Library of Congress Cataloging‐in‐Publication Data
Names: Ohri, (Ajay), author.Title: SAS for R users : a book for data scientists / Ajay Ohri.Description: First edition. | Hoboken, NJ : John Wiley & Sons, Inc., 2020. | Includes bibliographical references and index.Identifiers: LCCN 2019021408 (print) | ISBN 9781119256410 (pbk.)Subjects: LCSH: SAS (Computer program language) | R (Computer program language) | Statistics–Data processing.Classification: LCC QA76.73.S27 O44 2020 (print) | LCC QA76.73.S27 (ebook) | DDC 005.5/5–dc23LC record available at https://lccn.loc.gov/2019021408LC ebook record available at https://lccn.loc.gov/2019980765
Cover Design: WileyCover Image: © DmitriyRazinkov/Shutterstock
This book is dedicated to my students and my family, my son Kush Ohri, members of my church, and my God Jesus Christ.
I would like to thank the generosity of the SAS Institute and its employees to provide SAS On Demand for Academics for free without whom this book would not exist. In addition, I also want to thank the baristas from Starbucks Gurgaon. These are the people who downvote my questions on Stackoverflow. You inspire me guys.
SAS for R users is aimed at entry‐level data scientists. It is not aimed at researchers in academia nor is it aimed at high‐ end data scientists working on Big Data, deep learning, or machine learning. In short, it is merely aimed at human learning business analytics (or data science as it is now called).
Both SAS and R are widely used languages and yet both are very different. SAS is a programming language that was designed in the 1960s which is broadly divided into Data Steps and a wide variety of Procedure or PROC steps, while R is an object oriented, mostly functional, language designed in the 1990s.
There are many, many books covering either but only very few books covering both.
Why then write the book? After all, I have written two books on R, and one on Python for R. SAS language remains the most widely used language in enterprises, contributing directly to the brand name, and profitability of one of the largest private software companies that invests hugely in its own research instead of borrowing research in the name of open source. A statistics student knowing Python (esp Machine Learning ML), R, SAS, Big Data (esp Spark ML), Data Visualization (using Tableau) is a mythical unicorn unavailable to recruiters who often have to settle for a few of these skills and then train them in house.

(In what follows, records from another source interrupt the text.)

PR #1104, opened 2022-02-24
Fixed the command to install satellite-clone

mdolezelova:
Cherry-pick into:

* [ ] Foreman 3.2
* [ ] Foreman 3.1

### DIFF
--- a/guides/doc-Upgrading_and_Updating/topics/cloning_satellite_server.adoc
+++ b/guides/doc-Upgrading_and_Updating/topics/cloning_satellite_server.adoc
@@ -165,12 +165,22 @@ To clone your server, complete the following steps on your target server:
 --enable=rhel-7-server-satellite-{ProjectVersionPrevious}-rpms
 ----
 +
+ifdef::satellite[]
+. Install the `satellite-clone` package:
++
+[options="nowrap" subs="attributes"]
+----
+# yum install satellite-clone
+----
+endif::[]
+ifndef::satellite[]
 . Install the `satellite-clone` package:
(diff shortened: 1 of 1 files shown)


maximiliankolb:
Hi @mdolezelova This PR is against 2.5. If your change is also relevant for Foreman nightly, please open a PR against the master branch, and then we can cherry-pick to 3.2 and 3.1. The general workflow always (unless it's specifically _only_ for older versions) starts with a PR against master, a commit to master, and then cherry-picks to other branches.

For 2.5, you would need a standalone PR, so this is fine (even though we're missing a reference to the commit in master).

mdolezelova:
> Hi @mdolezelova This PR is against 2.5. If your change is also relevant for Foreman nightly, please open a PR against the master branch, and then we can cherry-pick to 3.2 and 3.1. The general workflow always (unless it's specifically _only_ for older versions) starts with a PR against master, a commit to master, and then cherry-picks to other branches.
> 
> For 2.5, you would need a standalone PR, so this is fine (even though we're missing a reference to the commit in master).

Hi @maximiliankolb , sure, this one is to fix a bug in Satellite 6.10 docs, so it's against the 2.5 branch. I'm not sure yet whether it's relevant also for future versions of Satellite documentation, but I'd expect that yes. So I'll create a separate PR against master requesting cherry-picking to 3.1 and 3.2. Many thanks for your guidance!
Please could you go ahead and merge this one? Thank you!

mdolezelova:
Thank you, @maximiliankolb !

PR #1114, opened 2022-03-01
Remove discovery upgrade instructions on capsules

ekohl:
This should be covered by the other instructions. If it was already installed, the yum/dnf upgrade has already happened. Then the installer should take care of the rest. When it wasn't installed, users should really follow the guide to install discovery. That shouldn't be part of the upgrade guide.

@lzap I recall you said this would be OK. Mind taking a look?

Cherry-pick into:

* [x] Foreman 3.2
* [ ] Foreman 3.1


lzap (approved):
Yeah this is all useless, installer/dnf should take care of this.

lzap:
Commit(s) 7acf3df5 were cherry-picked into: 3.2
* ea67e701 Remove discovery upgrade instructions on capsules

PR #1117, opened 2022-03-02
Fix path to postgresql in storage requirement section

mdolezelova:
Cherry-pick into:

* [ ] Foreman 3.2
* [ ] Foreman 3.1

### DIFF
--- a/guides/common/modules/ref_storage-requirements.adoc
+++ b/guides/common/modules/ref_storage-requirements.adoc
@@ -26,7 +26,7 @@ ifdef::foreman-el,katello[]
 
 |/var/log/ |10 MB |10 GB
 
-|/var/opt/rh/rh-postgresql12 |100 MB |20 GB
+|/var/opt/rh/rh-postgresql12/lib/pgsql |100 MB |20 GB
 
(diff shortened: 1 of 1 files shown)


ekohl (approved):
This looks OK to me, but it should also be submitted to master and cherry picked to keep it consistent.

mdolezelova:
@ekohl , thank you! Yes, I'm thinking the same. I'm just for the confirmation about the relevance for future version in the BZ. So once it's confirmed, I'll submit a PR against master and request cherry-picking to the later versions. Many thanks!

ekohl:
I can confirm for you that this will be relevant on all versions where EL7 is supported. It will be different on EL8, but EL8 is a massive change that needs to happen throughout the documentation.

mdolezelova:
> I can confirm for you that this will be relevant on all versions where EL7 is supported. It will be different on EL8, but EL8 is a massive change that needs to happen throughout the documentation.

Thank you, @ekohl ! So the corresponding PR for master and future version is https://github.com/theforeman/foreman-documentation/pull/1119.

PR #1120, opened 2022-03-03
Allow building on Darwin

lzap:
It was reported to me that guides do not build on MacOS because there are no hardlinks. Poor MacOS users, let's fix that :)

### DIFF
--- a/guides/common/Makefile
+++ b/guides/common/Makefile
@@ -22,9 +22,11 @@ CSS_STYLE = compressed
 
 ifeq ($(UNAME), Linux)
 BROWSER_OPEN = xdg-open
+CP_ARGS = -l
 endif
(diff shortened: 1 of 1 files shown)


ekohl (approved):

melcorr:
I'm pretty sure @maximiliankolb is using Mac.

maximiliankolb:
Yes, technically correct, but I think this was done because of Sarah.

For local builds, I still rely on docker:

    rm -rf guides/build && docker run --rm -v $(pwd):/foreman-documentation foreman_documentation make html && open -a Chromium guides/build

lzap:
I can confirm, yeah! I sometimes build on Mac too but this bug slipped in.

PR #1121, opened 2022-03-03
Set pagination value for Hammer CLI

maximiliankolb:
Maybe there is an even better place to put this? I know that you need to set the value at least there if you have more than 20 CVs.

Cherry-pick into:

* [x] Foreman 3.2
* [x] Foreman 3.1

### DIFF
--- a/guides/common/modules/proc_exporting-a-content-view-version.adoc
+++ b/guides/common/modules/proc_exporting-a-content-view-version.adoc
@@ -26,6 +26,12 @@ To export a Content View, ensure that {ProjectServer} where you want to export m
 For more information, see xref:Download_Policies_Overview[].
 * Ensure that you synchronize Products that you export to the required date.
 * Ensure that the user exporting the content has the `Content Exporter` role.
+* If you have more than 20 Content Views, set a higher value for `entries_per_page` to avoid pagination of Hammer output:
++
+[subs="+quotes"]
+----
+# hammer settings set --name entries_per_page --value 1000
+----
 
 .To Export a Content View Version
 . List versions of the Content View that are available for export:


melcorr (approved):
I am happy with the location of this. 
Will wait to see if anyone else has an opinion.

guides/common/modules/proc_exporting-a-content-view-version.adoc
```diff
@@ -26,6 +26,12 @@ To export a Content View, ensure that {ProjectServer} where you want to export m
 For more information, see xref:Download_Policies_Overview[].
 * Ensure that you synchronize Products that you export to the required date.
 * Ensure that the user exporting the content has the `Content Exporter` role.
+* If you have more than 20 Content Views, set a higher value for `entries_per_page` to avoid pagination of Hammer output:
++
+[subs="+quotes"]
+----
+# hammer settings set --name entries_per_page --value 1000
```
ekohl, line 33: This will affect the UI too. Is this really wise? Isn't there an option for every hammer command to set a page size? We should also have the special value `all` for a page size if you want to disable pagination, at least in the API. I don't know if Hammer exposes this.

maximiliankolb: I didn't know that, thanks for pointing it out! I doubt that `1000` is a good value for the Web UI.

What about a solution where you temporarily store the "original" value?

    CURRENT_ENTRIES_PER_PAGE=$(hammer settings info --name entries_per_page --fields Value | grep "Value:" | awk '{print $2}')
    hammer settings set --name entries_per_page --value 1000
    # do something
    hammer settings set --name entries_per_page --value $CURRENT_ENTRIES_PER_PAGE

ekohl: I didn't check with `hammer content-view version list`, but with all other list views in hammer you can pass `--per-page`:
```console
# hammer location list --help
Usage:
    hammer location <list|index> [OPTIONS]

Options:
 ...
 --page NUMBER                           Page number, starting at 1
 --per-page VALUE                        Number of results per page to return, 'all' to return all results
```

So I think it'd be better to change the list command to add `--per-page all`.

maximiliankolb: Thanks for your input @ekohl 

I've tested this again and I did not run into the issue I was trying to solve. I've set the `Entries per page` to 15, and even though I had 26 CVs, I saw all of them using `hammer content-view version list`. I am closing this PR.

PR #1124, opened 2022-03-03
Reword path of the installation medium

maximiliankolb:
IMHO using "medium's path" is not possible because medium is not a person.

Cherry-pick into:

* [x] Foreman 3.2
* [x] Foreman 3.1


lzap (approved):
OK TY

PR #3077, opened 2024-06-17
Include latest two Debian and Ubuntu versions

maximiliankolb:
* second commit is to unify/simplify attributes to make it easier for future updates
* major/minor versions: start container, update packages, look into "/etc/os-release"

### DIFF
--- a/guides/common/assembly_configuring-provisioning-resources.adoc
+++ b/guides/common/assembly_configuring-provisioning-resources.adoc
@@ -7,33 +7,42 @@ include::modules/proc_setting-the-provisioning-context.adoc[leveloffset=+1]
 include::modules/proc_creating-operating-systems.adoc[leveloffset=+1]
 
 ifndef::satellite[]
-:os_codename: bookworm
-:os_major: 12
-:os_major_context: {os_major}
-:os_minor: 5
-:os_name: Debian
+:parent-DL: {DL}
+
+:DL: Debian
+:DL-codename: bookworm
+:DL-major: 12
+:DL-major-context: {DL-major}
+:DL-minor: 5
 include::modules/proc_creating-an-operating-system-for-debian.adoc[leveloffset=+1]
 
-:os_codename: bullseye
-:os_major: 11
-:os_major_context: {os_major}
-:os_minor: 9
-:os_name: Debian
+:DL: Debian
+:DL-codename: bullseye
+:DL-major: 11
+:DL-major-context: {DL-major}
+:DL-minor: 9
 include::modules/proc_creating-an-operating-system-for-debian.adoc[leveloffset=+1]
 
-:os_codename: noble
-:os_major: 24.04
-:os_major_context: 24-04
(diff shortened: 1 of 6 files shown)


ekohl (commented):
I recently learned Debian 11 standard security support ends in just over a month (2024-07-31). The LTS is still until 2026-06-30, but that's not support for all. As https://endoflife.date/debian states it:

> [Debian Long Term Support (LTS)](https://wiki.debian.org/LTS) is a project to extend the lifetime of all Debian stable releases to (at least) 5 years on [a limited set of architectures](https://lts-team.pages.debian.net/wiki/FAQ.html#what-architectures-are-supported). Debian LTS will not be handled by the Debian security team, but by a separate group of volunteers and companies. Not all packages of the Debian archive are supported by LTS, the [debian-security-support](https://wiki.debian.org/LTS/Using#Check_for_unsupported_packages) package can check for unsupported packages.

So do we really want to include Debian 11? I'd also think that users can simply follow the instructions of Debian 12 and modify where needed by themselves.

maximiliankolb:
@ekohl I would like to include it: considering Debian releases every ~2 years and they support a release for five years with LTS, always including the latest two versions seems like a sensible choice to me. The work to get the codename/versions/URLs is already done.

ekohl:
> * major/minor versions: start container, update packages, look into "/etc/os-release"

Or look at https://wiki.debian.org/DebianReleases#Production_Releases and https://wiki.ubuntu.com/Releases though I can understand that `VERSION_CODENAME` is already the short code. I think the easiest way is
```console
$ podman run --rm debian:12 /bin/sh -c '. /etc/os-release && echo $VERSION_CODENAME'
bookworm
```

> @ekohl I would like to include it: considering Debian releases every ~2 years and they support a release for five years with LTS, always including the latest two versions seems like a sensible choice to me. The work to get the codename/versions/URLs is already done.

I still think the massive list in importing content is really not the best way to maintain it and would think that an appendix with the parameters would be more useful (like we have appendix B to import kickstart repos). Also, we have foreman-ansible-modules which can set this up. Isn't this a great example to suggest that? You could even provide a reference playbook that creates all the content sources.

But I'll let others weigh in on this.

Lennonka (approved):
However, I don't have a problem with merging this. LGTM

ekohl:
To be clear, I don't object to merging this now since it's consistent. But I do want to raise the topic that we may want to revisit it.

maximiliankolb:
   2521ac33e0..7902238063  3.11 -> 3.11
   bf3f47de55..a0bccb06ec  3.10 -> 3.10
   063d35c393..218eebbe87  3.9 -> 3.9

orcharhino generally supports all supported Debian and Ubuntu versions; oss.atix.de provides a packaged and maintained `subscription-manager` for the last two releases. If there are any updates necessary, I will open a follow-up PR. It's definitely an area that we want to maintain & keep up to date. :rocket:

As a teacher, I want my students to have jobs – there is no ideological tilt to open source or any company here. The probability of students getting jobs from campus greatly increases if they know BOTH SAS and R not just one of them. That is why this book has been written.
This book is designed for professionals and students; people who want to enter data science and who have a coding background with some basics of statistical information. It is not aimed at researchers or people who like giraffes and do not read the book from the beginning.